А у Поли ломоть в рот не полез. Но виду она не подала, словом не обмолвилась. А когда из-за стола вышли, у Степы к маменьке отпросилась.
XXX
Прибежала в дом отчий. А там тятенька с Нефедком густо дымили да про войну шумели. Братец Ваня слушал их, открыв рот. Но Поле было не до россказней мужицких. Увела она мать в другую избу. Ульяна не на шутку встревожилась:
– Садись-ко давай, побаем по-хорошему, лица на тебе нет.
– Наказание какое-то, мама! Ем, ем и все наесться не могу. Поела – опять охота. Неловко как-то перед свекровью.
– Да неужто оговаривает? Не беременная ли ты, девка? Я когда с тобой ходила, свекровка моя, Царство ей Небесное, жива была. Не хулю я ее, из нужды, бывало, покоенка говаривала: «Столько не наробили, сколько съели». А я уж не робила последние-то дни, только и думала-гадала, скорее бы разрешиться.
– И я чего-то перепужалась. Чего, думаю, такое со мной? И сама не знаю, чего. Каждый месяц около одного дня бывало, а тут – нет и нет. И в этом месяце не дождалась…
– Побереги себя, шибко-то не належь, не петайся. Из смежной избы доносился крикливый голос. Нефедко распалялся:
– Хошь верь, хошь нет, Михайло, а на войну нам еще идти, за угором заднегорским не отсидеться.
– А чего же это вы германча не довоевали, домой побежали? – спокойно говорил Михайло.
– Да одни зовут на германча, другие на царя науськивают. Пошумели мы с мужиками, да и решили к земле подаваться.
– Чего это они, и взаболь? – встревожилась Поля. Прислушалась.
– Да как сойдутся, так об одном и том же, – махнула рукой Ульяна, – о войне да о большевяках каких-то. Не большевяки, а настоящие лешаки: и в Покрове, говорят, объявились, начальника волостного выгнали, сами сели. Ироды, прости Господи!
– В Архангельске, сказывают, англичане, – продолжал Нефедко, когда бабы вышли к ним, – заварится каша…
– Ох и дыму от вас, как из печной трубы, хоть бы уж перехват открыли, – ворчала Ульяна. – На-ко, Поля, понеси пестовников[27], сегодня стряпала.
– Да уж, поди, переросли песты-те? – заметил Нефедко.
– Ну, давай, переросли! – отмахнулась Ульяна. Поля, принимая пестовники, обратилась к братцу:
– Ты, Ванюшка, чего-то в гости к нам не ходишь? Братец даже глаз не поднял.
– Песты-то он собирал, – примиренчески говорила Ульяна, – кабы не принес, так и пестовников не было бы.
– Спасибо, Ваня.
Поля простилась. От дома отчего она шла неспешно, любовалась закатом. Стоял белый майский вечер. Солнце на глазах садилось на черный горизонт и таяло, как масло на подогретой сковородке…
XXXI
– Ты на мать не серчай, сдуру она ляпнула, теперь кается, – тихо говорил Степан, когда они с Полей укладывались спать.
– А я и не серчаю. Мы с ней ладим. Хоть и ворчит она, а душа у нее добрая. А вот этого сегодня не надо… – остановила она его.
Он удивился:
– Не ты ли сказывала, что любо тебе в два следочка?
– Любо – хоть и по следочку, да каждый день, а нынче нету никакой надобности. Какой ты недогадливый, Степа! Ребеночек у нас будет, парничок…
Он задрал подол ее исподней рубахи и ощупал белый мягкий живот:
– Ничего не знатно… Парничка она придумала!

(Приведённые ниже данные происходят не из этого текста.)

PR #2048, opened 2022-01-21
GCP subnet and separate buckets

johnmaruska:
Two changes to reflect different infrastructure for GCP runs
- specify a subnet to run the compute VM. initial setup for GMS+GCP runs creates a subnet with a firewall to only allow access inside of WashU network
- ~~separate buckets for inputs and executions files. also handled by initial setup, different buckets have different lifecycle rules so execution files which are no longer needed can be expired out without losing inputs which may be reused consistently. output files expected to be pulled to local storage, not persisted between buckets~~


johnmaruska:
I did a test run with somatic_exome that went all the way through as expected

johnmaruska:
Remove separate buckets, @chrisamiller and I talked a bit and decided on single bucket with expiry rule. Example data and large static files (e.g. vep_cache) handled separately

lib/perl/Genome/Model/CwlPipeline/Command/Run.pm
```diff
@@ -388,7 +390,7 @@ sub _generate_workflow_options_gcp {
 
     my $contents = <<"EOCONFIG"
 {
-    "final_workflow_log_dir": "gs://$cromwell_gcp_bucket/build.$build_id/logs",
+    "final_workflow_log_dir": "gs://$cromwell_gcp_bucket/build.$build_id"/logs,
```
chrisamiller, line 393: is this quotation mark supposed to be inside the slash or at the end?

johnmaruska: This quote is haunting me. I have no idea why it keeps changing back but this will be the fourth time I've fixed it?

johnmaruska: Ugh it was just my last push didn't go through

tmooney (approved):
+1 🚢

PR #2049, opened 2022-01-24
Add a tiebreaker in the sorting algorithm.

tmooney:
If perchance both items have identical timestamps, use ID as a tiebreaker so the ordering is still consistent between them.

This test has been failing intermittently so hopefully this helps with that!


chrisamiller (approved):
+1

PR #2050, opened 2022-01-24
Don't worry about if we have space for allocations in this test.

tmooney:
Currently CWL scratch directories reserve 50GB, but the test uses local temp and doesn't require nigh that much space anyway!

This is another intermittent failure that came from landing on a blade with <50GB `/tmp` space.


chrisamiller (approved):
+1

PR #2051, opened 2022-01-25
For test stability, have each build created at a different time.

tmooney:
It is true that some of our commands will fail if multiple builds were
created within the same second.  There's locking in place that prevents
that from happening in practice, so this test was failing for an edge
condition we don't normall encounter.  (If we truly have multiple
simultaneous builds in the same status, picking one arbitrarily to
execute is the "right" behavior here, anyway.)


chrisamiller (approved):
+1

PR #2052, opened 2022-01-26
If there are multiple Cromwell workflows, use the most recent.

tmooney:
If a build fails after the Cromwell workflow has succeeded, then a
build `restart` may create a new workflow in which case there may
be multiple succeeded workflows.  Instead of crashing, we'll trust
that the most recent one is the one we care about.


chrisamiller (approved):
seems reasonable +1

PR #2054, opened 2022-01-26
Rename "prod-builder" env option to "automated".

tmooney:
Since "prod-builder" isn't really descriptive and is also the name of the default runner user, it was suggested we use a neutral term instead, especially for those circumstances where a different runner is being used.


chrisamiller (approved):
+1

PR #2055, opened 2022-02-03
Update repo version of class browser cache and tab-completion spec.

tmooney:
We already update these routinely as part of the snapshot process, but
the job that was keeping the repo updated has been disabled for awhile.
This is just prep for turning it back on.


chrisamiller (approved):
+1

PR #2056, opened 2022-02-16
Fix enumeration of valid values for --action parameter.

tmooney:
They're actually defined on the model class and not the derived build class.  Also, a little explanation for "0" seems helpful!


chrisamiller (approved):
+1

PR #2057, opened 2022-03-08
Only return true if we succeeded to process all instrument data.

tmooney:
The motivation behind this is so that CQID will decline to process data that fails to import.


chrisamiller (approved):
looks good to me!

PR #2058, opened 2022-04-05
Use mgibio image for cloudize-workflows in cromwell_gcp workflows

johnmaruska:
We're moving cloudize-workflows image from my personal dockerhub to the mgibio dockerhub. The contents are still the same repo here: https://github.com/griffithlab/cloud-workflows/

### DIFF
--- a/lib/perl/Genome/Model/CwlPipeline/Command/Run.pm
+++ b/lib/perl/Genome/Model/CwlPipeline/Command/Run.pm
@@ -231,7 +231,7 @@ sub run_cromwell_gcp {
     # Cloudize workflow
     #
     my $cloud_yaml = $yaml; $cloud_yaml =~ s/.ya?ml/_cloud.json/;
-    my $lsb_sub_guard = Genome::Config::set_env('lsb_sub_additional', 'docker(jackmaruska/cloudize-workflow:1.3.1)');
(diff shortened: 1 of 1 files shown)


lib/perl/Genome/Model/CwlPipeline/Command/Run.pm
```diff
@@ -231,7 +231,7 @@ sub run_cromwell_gcp {
     # Cloudize workflow
     #
     my $cloud_yaml = $yaml; $cloud_yaml =~ s/.ya?ml/_cloud.json/;
-    my $lsb_sub_guard = Genome::Config::set_env('lsb_sub_additional', 'docker(jackmaruska/cloudize-workflow:1.3.1)');
+    my $lsb_sub_guard = Genome::Config::set_env('lsb_sub_additional', 'docker(mgibio/cloudize-workflow:1.1.0)');
```
tmooney, line 234: Does the new image's 1.1.0 correspond to the old 1.3.1 or is this a different version?

johnmaruska: Newer but just adds scripts unrelated to running in GMS. Versioning was very wild-west and I only recently started doing real releases so there isn't really a way to get the old one without detective work. I can push through a test run to confirm behavior if you'd like

tmooney (approved):
+1 🚢

PR #2061, opened 2022-04-16
updating cloudize-workflow image

chrisamiller:
updating to 1.2.2


tmooney (approved):
+1, though part of me thinks we could make this a config entry so it can be changed in the AnP config.

chrisamiller:
Agreed. Making an issue for that now so I don't forget to do it later!

tmooney:
Would the CI be so kind as to test this please?

PR #370, opened 2023-10-06
[test_scenes] Port longpathdash test case from Skia

armansito:
This is a single very long path that results in a large number of line segments when dashing is applied. This demonstrates rendering artifacts.

### DIFF
--- a/examples/scenes/src/test_scenes.rs
+++ b/examples/scenes/src/test_scenes.rs
@@ -1,5 +1,5 @@
 use crate::{ExampleScene, SceneConfig, SceneParams, SceneSet};
-use vello::kurbo::{Affine, BezPath, Ellipse, PathEl, Point, Rect, Stroke};
+use vello::kurbo::{Affine, BezPath, Cap, Ellipse, PathEl, Point, Rect, Stroke};
 use vello::peniko::*;
 use vello::*;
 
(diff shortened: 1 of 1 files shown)


examples/scenes/src/test_scenes.rs
```diff
@@ -21,26 +21,21 @@ macro_rules! scene {
             function: Box::new($name),
```
DJMcNab, line 21: I'd probably express this case (lines 16-22) in terms of the new addition

DJMcNab (commented):
I've not had a chance to run this yet - can you include a screenshot?

armansito:
> I've not had a chance to run this yet - can you include a screenshot?

Yes of course! 

This is the expected shape with butt caps:
Correct butt cap

This is the same butt cap render showing artifacts when it's zoomed out:
Butt cap - zoomed out artifacts

This is the same shape with round caps (which increases the line segment count) showing artifacts at a moderate zoom level:
Screenshot 2023-10-11 at 10 18 42 AM

The latter can be fixed by increasing the bump buffer sizes. I'm treating this as a pathological case with a very high memory requirement. The zoomed out case appears regardless of the size of the bump buffers so that's probably a separate issue.

examples/scenes/src/test_scenes.rs
armansito: Done.

raphlinus (approved):
Thanks, and also for the cleanup of the scene creation macros. It will be useful to have more examples that stress the buffer sizes, as we make our way through the dynamic memory question.

PR #375, opened 2023-10-08
Implement a workaround for "Map callback was leaked"

DJMcNab:
See https://github.com/gfx-rs/wgpu/issues/4214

– Какой же ты бесстыжий, Степа! – Она одернула рубаху. – Мало еще денечков-то парничку нашему. Ну, иди ко мне, только тихонечко…
Ей мило было, что он слушался ее, не навалился, как бывало, а шел к ней нежно, ласково, спрашивал странно-загадочно:
– Ну, чего? – И, как ей казалось, ждал ответа.

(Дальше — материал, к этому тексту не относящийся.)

PR #377, opened 2023-10-11
Add multisampled antialiasing

raphlinus:
This is ported from the multi branch.

Configuration of antialiasing mode is currently set statically, but could become more dynamic. In addition, the mask LUT is computed and uploaded every frame, rather than being persistent.

### DIFF
--- a/shader/fine.wgsl
+++ b/shader/fine.wgsl
@@ -2,8 +2,10 @@
 
 // Fine rasterizer. This can run in simple (just path rendering) and full
 // modes, controllable by #define.
+//
+// To enable multisampled rendering, turn on both the msaa ifdef and one of msaa8
+// or msaa16.
 
-// This is a cut'n'paste w/ backdrop.
 struct Tile {
     backdrop: i32,
     segments: u32,
@@ -17,8 +19,6 @@ var<uniform> config: Config;
 
 @group(0) @binding(1)
 var<storage> segments: array<Segment>;
-
-#ifdef full
 
 #import blend
 #import ptcl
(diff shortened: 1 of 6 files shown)


shader/fine.wgsl
```diff
@@ -40,6 +40,309 @@ var gradients: texture_2d<f32>;
...
+            let xy0 = select(xy1_in, xy0_in, is_down);
+            let xy1 = select(xy0_in, xy1_in, is_down);
+
+            // Set up data for line rasterization
+            // Note: this is duplicated work if total count exceeds a workgroup.
+            // One alternative is to compute it in a separate dispatch.
+            let dx = abs(xy1.x - xy0.x);
+            let dy = xy1.y - xy0.y;
+            let dy_dxdy = dy / (dx + dy);
+            let a = dx / (dx + dy);
```
armansito, line 184: You may want to define and reuse `idxdy = 1.0 / (dx + dy)` to avoid computing it twice. An optimizing shader compiler could reduce the divisor in both lines into one computation but I don't know if that's guaranteed.

shader/fine.wgsl
```diff
@@ -40,6 +40,309 @@ var gradients: texture_2d<f32>;
...
+            let is_positive_slope = xy1.x >= xy0.x;
+            let sign = select(-1.0, 1.0, is_positive_slope);
+            let xt0 = floor(xy0.x * sign);
+            let c = xy0.x * sign - xt0;
+            // This has a special case in the JS code, but we should just not render
```
armansito, line 189: Maybe link to the JS code or provide some background about it (or remove the comment)?

armansito:
I'm seeing artifacts on cartioid with both msaa8 and msaa16. 

I don't know if I want to necessarily block this PR on this as it can be investigated in a follow up. Unless you want to fix that in this PR, consider setting the default static AA config to `AaConfig::Area` until msaa is stabilized.

Screenshot 2023-10-11 at 4 10 38 PM

shader/fine.wgsl
```diff
@@ -40,6 +40,309 @@ var gradients: texture_2d<f32>;
...
+            }
+            workgroupBarrier();
+            sh_count[th_ix] = count;
+        }
+#ifdef have_uniform
+        let total = workgroupUniformLoad(&sh_count[slice_size - 1u]);
+#else
+        workgroupBarrier();
+        let total = sh_count[slice_size - 1u];
+#endif
```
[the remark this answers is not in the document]
raphlinus: I think we need it to pass uniformity analysis. In any case, this was a holdover from the original multi branch being on an older wgpu that didn't have it, so good catch.

shader/fine.wgsl
raphlinus: I've added a TODO here. When #378 is fixed, we'll want to apply it here as well.

An optimizing compiler could do it, but one that satisfied IEEE arithmetic could not.

shader/fine.wgsl
raphlinus: I've removed the special case, as pixel-aligned horizontal lines are now discarded upstream (see comment around line 127). The comment suggests that it was something I was struggling with :)

raphlinus:
I think the artifacts you're seeing are because of only 4 bits for winding number accumulation, and that test case is a good one for slamming lots of winding number increments into a small area. I'm not 100% sure though. An obvious way to validate that would be to try an 8 bit accumulator.

In any case, agree with keeping area as the default and considering this a followup.

armansito (approved):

– Хорошо, – отвечала она, улыбаясь. А когда он оставил ее, прошептала:
– Ярушничка принеси, насмертно[28] ести охота…
И он, уже мало чему удивляясь, послушно поднялся и пошел на середь[29]…
XXXII
На лесные сенокосы Валенковы в тот год выехали поздно, после Ильина дня: конец июля стоял дождливым, лишь в начале августа установилось вёдро.